- _Task description_: From the listing below, reproduce word for word the part that opens with the line containing "for your comments." and closes with the line containing "2 & 3. They"; reproduce nothing else.

- _Recorded information_:

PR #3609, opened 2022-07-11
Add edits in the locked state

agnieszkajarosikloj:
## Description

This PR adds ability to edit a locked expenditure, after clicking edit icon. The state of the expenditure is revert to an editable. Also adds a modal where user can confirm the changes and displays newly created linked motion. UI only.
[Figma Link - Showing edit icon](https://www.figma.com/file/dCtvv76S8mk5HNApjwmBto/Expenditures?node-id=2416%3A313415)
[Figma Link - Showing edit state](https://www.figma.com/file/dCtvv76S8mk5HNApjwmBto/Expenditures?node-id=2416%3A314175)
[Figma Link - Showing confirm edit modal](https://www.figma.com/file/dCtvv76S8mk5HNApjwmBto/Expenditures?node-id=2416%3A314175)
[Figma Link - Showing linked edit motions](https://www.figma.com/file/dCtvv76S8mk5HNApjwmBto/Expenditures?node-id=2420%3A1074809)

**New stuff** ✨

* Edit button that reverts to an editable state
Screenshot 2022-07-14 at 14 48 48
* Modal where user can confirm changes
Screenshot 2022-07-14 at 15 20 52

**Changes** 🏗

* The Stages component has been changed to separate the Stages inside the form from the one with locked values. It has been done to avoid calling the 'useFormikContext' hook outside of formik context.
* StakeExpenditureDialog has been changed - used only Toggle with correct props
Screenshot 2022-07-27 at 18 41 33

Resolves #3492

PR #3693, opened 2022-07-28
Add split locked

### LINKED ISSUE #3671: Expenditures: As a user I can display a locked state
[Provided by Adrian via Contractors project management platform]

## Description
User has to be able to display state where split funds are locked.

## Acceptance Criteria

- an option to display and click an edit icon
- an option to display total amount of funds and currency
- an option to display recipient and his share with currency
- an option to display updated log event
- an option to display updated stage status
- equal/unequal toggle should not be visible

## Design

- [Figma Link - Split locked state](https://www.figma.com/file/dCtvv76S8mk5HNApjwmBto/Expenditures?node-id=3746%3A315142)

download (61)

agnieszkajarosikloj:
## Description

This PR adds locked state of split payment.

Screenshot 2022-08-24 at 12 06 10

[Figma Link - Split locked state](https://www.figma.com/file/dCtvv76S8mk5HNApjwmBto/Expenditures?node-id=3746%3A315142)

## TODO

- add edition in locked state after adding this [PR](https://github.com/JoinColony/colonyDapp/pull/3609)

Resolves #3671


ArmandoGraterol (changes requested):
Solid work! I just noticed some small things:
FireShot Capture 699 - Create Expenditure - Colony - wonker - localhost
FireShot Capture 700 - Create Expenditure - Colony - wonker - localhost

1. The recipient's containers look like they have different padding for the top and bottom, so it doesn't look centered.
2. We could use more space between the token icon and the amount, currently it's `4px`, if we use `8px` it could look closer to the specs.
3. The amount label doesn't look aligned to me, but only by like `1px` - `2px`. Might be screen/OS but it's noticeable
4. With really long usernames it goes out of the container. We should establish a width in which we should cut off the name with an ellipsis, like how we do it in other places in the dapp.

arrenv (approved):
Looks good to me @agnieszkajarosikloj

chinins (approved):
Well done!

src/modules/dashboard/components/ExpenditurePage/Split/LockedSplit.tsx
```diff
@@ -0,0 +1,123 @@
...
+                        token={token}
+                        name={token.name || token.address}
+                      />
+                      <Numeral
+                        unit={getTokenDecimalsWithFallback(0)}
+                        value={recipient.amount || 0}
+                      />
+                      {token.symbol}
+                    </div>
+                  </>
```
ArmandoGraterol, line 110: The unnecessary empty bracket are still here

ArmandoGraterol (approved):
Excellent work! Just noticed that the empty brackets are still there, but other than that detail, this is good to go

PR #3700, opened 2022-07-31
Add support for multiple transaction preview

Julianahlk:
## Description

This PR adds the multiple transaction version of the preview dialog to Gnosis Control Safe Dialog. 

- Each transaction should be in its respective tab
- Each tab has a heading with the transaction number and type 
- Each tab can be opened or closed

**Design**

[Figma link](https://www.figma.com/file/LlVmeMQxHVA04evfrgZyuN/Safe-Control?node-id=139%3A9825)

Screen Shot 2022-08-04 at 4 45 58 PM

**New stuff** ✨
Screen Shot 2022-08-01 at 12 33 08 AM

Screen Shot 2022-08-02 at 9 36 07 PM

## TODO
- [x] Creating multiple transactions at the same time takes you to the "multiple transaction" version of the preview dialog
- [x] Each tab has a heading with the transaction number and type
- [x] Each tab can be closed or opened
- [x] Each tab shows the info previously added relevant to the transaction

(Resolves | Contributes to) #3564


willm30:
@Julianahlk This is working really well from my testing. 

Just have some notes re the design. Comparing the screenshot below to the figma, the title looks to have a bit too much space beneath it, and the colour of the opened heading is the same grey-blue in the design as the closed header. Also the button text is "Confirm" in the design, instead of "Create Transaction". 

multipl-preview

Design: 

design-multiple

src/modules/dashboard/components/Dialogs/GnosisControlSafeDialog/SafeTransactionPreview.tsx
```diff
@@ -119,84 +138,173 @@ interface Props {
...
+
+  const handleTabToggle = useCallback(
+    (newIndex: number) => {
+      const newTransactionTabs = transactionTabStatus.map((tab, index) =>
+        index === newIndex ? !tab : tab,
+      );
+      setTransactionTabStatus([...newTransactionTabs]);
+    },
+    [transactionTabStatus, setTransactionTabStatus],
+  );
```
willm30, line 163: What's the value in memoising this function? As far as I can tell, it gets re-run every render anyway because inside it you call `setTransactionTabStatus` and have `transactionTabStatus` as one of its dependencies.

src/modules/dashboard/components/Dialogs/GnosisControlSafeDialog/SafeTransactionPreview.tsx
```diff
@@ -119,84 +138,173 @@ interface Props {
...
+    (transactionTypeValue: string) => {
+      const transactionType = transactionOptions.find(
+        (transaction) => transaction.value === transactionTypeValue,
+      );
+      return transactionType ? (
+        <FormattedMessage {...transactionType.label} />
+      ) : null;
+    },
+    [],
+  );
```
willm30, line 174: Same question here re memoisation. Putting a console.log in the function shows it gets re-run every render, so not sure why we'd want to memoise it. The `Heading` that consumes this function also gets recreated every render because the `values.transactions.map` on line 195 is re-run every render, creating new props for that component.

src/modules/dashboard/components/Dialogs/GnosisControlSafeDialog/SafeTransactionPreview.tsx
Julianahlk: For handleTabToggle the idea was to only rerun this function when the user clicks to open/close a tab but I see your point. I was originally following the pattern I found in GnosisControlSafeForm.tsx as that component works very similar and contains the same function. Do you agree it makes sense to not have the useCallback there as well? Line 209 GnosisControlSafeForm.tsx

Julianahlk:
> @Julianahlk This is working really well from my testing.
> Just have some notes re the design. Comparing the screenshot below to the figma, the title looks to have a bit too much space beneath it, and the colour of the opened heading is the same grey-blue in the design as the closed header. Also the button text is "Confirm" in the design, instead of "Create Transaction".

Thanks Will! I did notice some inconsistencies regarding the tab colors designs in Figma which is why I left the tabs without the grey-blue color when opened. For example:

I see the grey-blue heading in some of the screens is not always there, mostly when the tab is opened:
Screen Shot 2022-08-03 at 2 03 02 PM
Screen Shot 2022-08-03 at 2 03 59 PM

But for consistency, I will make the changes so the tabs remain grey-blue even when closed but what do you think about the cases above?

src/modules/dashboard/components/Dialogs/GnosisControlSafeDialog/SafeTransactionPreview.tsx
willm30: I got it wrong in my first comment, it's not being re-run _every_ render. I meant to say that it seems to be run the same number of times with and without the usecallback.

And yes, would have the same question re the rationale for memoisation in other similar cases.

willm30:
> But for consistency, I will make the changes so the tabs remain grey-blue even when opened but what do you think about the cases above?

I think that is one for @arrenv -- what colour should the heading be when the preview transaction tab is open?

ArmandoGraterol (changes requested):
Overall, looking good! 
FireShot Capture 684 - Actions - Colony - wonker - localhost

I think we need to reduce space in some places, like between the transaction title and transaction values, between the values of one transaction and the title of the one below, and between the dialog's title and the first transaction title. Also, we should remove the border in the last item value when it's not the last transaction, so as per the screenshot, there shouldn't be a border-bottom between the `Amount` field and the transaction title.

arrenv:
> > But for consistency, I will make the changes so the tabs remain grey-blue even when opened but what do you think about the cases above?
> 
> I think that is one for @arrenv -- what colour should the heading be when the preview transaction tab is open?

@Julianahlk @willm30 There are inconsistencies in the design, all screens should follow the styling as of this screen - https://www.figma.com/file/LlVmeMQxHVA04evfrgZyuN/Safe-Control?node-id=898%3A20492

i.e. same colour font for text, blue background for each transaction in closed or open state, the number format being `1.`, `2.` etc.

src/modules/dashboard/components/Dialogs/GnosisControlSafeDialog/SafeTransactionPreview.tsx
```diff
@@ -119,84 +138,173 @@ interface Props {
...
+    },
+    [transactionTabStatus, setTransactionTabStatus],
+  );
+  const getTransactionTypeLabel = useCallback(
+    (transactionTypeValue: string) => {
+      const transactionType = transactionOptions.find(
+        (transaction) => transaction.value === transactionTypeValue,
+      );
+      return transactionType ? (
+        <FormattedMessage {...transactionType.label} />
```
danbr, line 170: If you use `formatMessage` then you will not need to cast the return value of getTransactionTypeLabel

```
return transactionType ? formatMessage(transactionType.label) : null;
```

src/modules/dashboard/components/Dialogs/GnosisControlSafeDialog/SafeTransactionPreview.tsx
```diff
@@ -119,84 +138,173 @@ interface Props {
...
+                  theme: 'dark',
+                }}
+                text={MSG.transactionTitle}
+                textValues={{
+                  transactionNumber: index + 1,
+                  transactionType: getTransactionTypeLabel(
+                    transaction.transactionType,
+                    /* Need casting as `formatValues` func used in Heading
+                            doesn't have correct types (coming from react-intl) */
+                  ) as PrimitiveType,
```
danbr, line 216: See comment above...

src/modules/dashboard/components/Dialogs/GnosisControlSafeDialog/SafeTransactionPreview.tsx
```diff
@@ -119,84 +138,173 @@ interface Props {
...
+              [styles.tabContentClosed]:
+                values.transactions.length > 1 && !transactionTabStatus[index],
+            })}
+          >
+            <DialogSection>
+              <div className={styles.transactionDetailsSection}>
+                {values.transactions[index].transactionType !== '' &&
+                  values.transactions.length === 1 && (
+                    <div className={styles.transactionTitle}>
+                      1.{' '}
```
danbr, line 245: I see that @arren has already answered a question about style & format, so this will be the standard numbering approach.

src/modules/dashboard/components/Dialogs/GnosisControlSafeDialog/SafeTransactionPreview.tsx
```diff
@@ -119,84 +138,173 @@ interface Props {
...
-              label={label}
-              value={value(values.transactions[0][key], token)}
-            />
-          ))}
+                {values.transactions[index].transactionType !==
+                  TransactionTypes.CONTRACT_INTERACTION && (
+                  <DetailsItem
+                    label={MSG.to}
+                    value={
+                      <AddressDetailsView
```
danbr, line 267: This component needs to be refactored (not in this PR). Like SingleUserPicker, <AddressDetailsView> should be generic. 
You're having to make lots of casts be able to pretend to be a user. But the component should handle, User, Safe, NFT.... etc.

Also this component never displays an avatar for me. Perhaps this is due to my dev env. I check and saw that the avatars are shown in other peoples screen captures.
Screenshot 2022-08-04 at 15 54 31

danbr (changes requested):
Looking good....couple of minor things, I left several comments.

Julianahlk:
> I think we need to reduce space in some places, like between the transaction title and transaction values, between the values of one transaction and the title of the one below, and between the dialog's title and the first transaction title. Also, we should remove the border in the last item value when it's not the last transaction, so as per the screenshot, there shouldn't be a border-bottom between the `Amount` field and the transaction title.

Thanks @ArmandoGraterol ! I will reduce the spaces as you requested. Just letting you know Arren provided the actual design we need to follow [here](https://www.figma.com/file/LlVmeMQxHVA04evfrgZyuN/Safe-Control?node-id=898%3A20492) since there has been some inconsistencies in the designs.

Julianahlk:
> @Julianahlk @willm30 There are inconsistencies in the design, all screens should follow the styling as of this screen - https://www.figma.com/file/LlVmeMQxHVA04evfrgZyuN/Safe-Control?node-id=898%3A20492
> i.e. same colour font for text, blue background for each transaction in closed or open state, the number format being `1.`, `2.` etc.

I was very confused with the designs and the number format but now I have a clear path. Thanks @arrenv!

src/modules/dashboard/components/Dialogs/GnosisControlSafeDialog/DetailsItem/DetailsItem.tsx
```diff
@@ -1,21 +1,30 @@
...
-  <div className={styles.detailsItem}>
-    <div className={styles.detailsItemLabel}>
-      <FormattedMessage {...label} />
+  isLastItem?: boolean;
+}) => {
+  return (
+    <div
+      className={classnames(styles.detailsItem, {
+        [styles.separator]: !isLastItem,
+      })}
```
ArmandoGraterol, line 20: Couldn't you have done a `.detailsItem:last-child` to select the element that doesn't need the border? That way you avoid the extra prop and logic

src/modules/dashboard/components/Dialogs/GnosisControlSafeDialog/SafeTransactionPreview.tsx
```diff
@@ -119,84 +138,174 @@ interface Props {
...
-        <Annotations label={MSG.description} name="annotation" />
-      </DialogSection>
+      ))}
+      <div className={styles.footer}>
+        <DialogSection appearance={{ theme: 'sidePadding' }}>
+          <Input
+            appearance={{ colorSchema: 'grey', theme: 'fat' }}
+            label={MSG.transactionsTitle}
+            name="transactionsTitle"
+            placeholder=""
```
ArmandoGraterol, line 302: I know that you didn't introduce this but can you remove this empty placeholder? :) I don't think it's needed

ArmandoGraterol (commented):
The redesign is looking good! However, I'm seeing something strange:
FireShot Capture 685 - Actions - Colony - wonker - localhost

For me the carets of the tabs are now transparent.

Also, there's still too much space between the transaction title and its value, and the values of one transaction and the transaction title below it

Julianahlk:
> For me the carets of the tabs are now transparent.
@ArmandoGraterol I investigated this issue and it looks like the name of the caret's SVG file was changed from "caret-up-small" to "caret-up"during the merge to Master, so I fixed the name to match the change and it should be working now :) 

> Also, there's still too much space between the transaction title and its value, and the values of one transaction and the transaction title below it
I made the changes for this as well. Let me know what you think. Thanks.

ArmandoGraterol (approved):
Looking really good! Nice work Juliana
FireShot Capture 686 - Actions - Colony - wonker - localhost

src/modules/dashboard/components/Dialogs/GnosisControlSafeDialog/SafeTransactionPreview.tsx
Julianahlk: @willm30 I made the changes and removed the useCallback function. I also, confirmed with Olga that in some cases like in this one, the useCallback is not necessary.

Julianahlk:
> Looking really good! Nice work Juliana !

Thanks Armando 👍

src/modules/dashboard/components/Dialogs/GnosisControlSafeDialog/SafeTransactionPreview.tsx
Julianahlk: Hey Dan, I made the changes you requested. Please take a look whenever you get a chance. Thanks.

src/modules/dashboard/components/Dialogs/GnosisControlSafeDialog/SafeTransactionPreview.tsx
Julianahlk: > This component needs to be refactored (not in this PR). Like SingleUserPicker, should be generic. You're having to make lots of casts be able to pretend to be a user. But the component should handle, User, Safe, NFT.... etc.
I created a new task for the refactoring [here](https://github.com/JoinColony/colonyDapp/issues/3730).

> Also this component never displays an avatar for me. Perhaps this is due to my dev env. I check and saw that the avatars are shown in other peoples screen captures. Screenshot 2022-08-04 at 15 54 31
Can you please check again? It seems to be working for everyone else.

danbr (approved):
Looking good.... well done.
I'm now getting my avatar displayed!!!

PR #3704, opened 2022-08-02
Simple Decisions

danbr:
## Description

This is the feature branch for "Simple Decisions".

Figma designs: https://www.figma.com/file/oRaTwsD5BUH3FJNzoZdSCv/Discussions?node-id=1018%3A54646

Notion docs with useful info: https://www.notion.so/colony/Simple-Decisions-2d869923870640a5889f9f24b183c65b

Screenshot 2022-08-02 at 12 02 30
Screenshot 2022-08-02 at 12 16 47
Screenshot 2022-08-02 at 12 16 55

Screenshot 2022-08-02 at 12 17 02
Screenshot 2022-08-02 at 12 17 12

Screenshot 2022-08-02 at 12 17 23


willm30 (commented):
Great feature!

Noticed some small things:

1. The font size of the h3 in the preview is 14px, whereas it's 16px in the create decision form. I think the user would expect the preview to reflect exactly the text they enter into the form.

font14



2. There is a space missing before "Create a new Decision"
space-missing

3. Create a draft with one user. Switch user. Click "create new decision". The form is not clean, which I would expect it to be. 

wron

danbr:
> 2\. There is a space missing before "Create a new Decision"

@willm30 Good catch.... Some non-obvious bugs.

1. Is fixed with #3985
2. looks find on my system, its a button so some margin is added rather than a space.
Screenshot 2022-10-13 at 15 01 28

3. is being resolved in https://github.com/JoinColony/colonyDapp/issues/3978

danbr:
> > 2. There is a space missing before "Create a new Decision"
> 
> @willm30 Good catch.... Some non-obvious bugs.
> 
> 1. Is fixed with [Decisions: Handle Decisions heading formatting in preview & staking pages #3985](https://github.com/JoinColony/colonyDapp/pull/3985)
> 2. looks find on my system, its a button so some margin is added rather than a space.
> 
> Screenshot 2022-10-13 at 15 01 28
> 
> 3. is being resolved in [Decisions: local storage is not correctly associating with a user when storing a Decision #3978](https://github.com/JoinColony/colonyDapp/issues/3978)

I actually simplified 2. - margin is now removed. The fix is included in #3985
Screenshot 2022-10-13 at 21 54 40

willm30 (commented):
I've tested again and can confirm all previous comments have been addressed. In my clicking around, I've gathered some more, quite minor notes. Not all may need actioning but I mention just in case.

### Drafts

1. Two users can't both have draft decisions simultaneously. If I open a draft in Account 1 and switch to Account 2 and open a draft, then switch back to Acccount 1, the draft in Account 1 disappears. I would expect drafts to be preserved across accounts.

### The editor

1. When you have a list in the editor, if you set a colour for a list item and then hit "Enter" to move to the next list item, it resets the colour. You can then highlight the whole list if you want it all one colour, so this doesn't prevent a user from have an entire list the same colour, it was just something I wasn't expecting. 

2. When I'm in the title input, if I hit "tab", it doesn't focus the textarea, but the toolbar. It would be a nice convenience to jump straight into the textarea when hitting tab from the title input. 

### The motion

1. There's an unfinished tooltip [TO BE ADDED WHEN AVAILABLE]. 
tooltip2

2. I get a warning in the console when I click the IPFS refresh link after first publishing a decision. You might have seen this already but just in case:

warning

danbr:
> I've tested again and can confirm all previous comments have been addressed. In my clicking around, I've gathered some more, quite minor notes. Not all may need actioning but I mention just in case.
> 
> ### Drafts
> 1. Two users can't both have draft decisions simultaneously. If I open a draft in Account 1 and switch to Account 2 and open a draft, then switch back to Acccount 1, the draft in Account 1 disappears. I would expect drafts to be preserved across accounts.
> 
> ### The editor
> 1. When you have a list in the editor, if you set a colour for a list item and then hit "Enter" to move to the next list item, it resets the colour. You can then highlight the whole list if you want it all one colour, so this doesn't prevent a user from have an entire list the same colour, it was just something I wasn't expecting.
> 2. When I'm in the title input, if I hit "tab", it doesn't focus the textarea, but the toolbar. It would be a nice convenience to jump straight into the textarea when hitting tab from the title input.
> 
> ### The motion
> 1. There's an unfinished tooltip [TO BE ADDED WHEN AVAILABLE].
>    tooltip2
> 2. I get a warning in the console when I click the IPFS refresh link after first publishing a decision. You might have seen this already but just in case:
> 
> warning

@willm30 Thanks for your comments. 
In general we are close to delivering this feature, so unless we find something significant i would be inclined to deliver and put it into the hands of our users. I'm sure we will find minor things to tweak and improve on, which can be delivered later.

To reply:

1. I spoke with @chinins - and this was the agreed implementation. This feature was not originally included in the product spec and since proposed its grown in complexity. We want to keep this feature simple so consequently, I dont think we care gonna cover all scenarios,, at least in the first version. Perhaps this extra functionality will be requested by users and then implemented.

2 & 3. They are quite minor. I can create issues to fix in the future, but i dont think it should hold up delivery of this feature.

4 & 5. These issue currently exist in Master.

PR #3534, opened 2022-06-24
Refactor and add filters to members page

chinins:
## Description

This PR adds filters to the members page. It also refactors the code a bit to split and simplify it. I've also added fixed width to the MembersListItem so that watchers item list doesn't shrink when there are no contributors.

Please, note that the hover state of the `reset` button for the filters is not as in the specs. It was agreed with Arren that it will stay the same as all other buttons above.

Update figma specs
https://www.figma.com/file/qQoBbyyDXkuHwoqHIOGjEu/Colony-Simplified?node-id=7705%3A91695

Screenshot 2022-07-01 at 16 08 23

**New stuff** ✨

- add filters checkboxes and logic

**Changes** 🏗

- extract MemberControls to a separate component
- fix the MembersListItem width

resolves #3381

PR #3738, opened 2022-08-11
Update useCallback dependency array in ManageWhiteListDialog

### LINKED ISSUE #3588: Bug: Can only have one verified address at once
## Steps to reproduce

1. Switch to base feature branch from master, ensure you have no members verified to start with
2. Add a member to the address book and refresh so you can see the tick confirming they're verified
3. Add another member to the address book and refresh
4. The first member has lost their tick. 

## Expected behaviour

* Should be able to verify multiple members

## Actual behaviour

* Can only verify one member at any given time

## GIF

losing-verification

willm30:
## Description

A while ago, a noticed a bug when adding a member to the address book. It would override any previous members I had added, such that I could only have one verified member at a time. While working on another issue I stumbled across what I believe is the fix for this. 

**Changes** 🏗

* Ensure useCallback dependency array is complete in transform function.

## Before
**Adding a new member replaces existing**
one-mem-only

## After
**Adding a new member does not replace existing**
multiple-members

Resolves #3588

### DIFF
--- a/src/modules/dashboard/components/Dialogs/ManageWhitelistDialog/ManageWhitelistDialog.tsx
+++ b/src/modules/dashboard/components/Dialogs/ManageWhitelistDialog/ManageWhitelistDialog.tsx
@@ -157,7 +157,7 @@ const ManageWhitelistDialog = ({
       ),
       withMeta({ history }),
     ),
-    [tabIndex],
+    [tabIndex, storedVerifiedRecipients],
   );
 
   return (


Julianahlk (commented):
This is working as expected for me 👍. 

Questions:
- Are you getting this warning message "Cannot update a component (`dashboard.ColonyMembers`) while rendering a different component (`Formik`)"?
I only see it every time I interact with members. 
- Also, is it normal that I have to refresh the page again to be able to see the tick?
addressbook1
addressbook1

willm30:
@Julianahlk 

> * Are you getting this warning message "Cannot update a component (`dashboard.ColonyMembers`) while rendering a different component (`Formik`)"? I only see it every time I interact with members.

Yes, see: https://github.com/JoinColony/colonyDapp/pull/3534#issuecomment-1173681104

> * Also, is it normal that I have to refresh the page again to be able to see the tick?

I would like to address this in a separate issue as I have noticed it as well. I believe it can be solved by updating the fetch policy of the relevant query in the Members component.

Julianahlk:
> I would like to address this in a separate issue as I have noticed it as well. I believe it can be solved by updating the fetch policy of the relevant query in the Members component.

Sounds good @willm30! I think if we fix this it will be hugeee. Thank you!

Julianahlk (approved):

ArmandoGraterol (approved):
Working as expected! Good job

- _Output of the exercise_:
@willm30 Thanks for your comments. 
In general we are close to delivering this feature, so unless we find something significant i would be inclined to deliver and put it into the hands of our users. I'm sure we will find minor things to tweak and improve on, which can be delivered later.

To reply:

1. I spoke with @chinins - and this was the agreed implementation. This feature was not originally included in the product spec and since proposed its grown in complexity. We want to keep this feature simple so consequently, I dont think we care gonna cover all scenarios,, at least in the first version. Perhaps this extra functionality will be requested by users and then implemented.

2 & 3. They are quite minor. I can create issues to fix in the future, but i dont think it should hold up delivery of this feature.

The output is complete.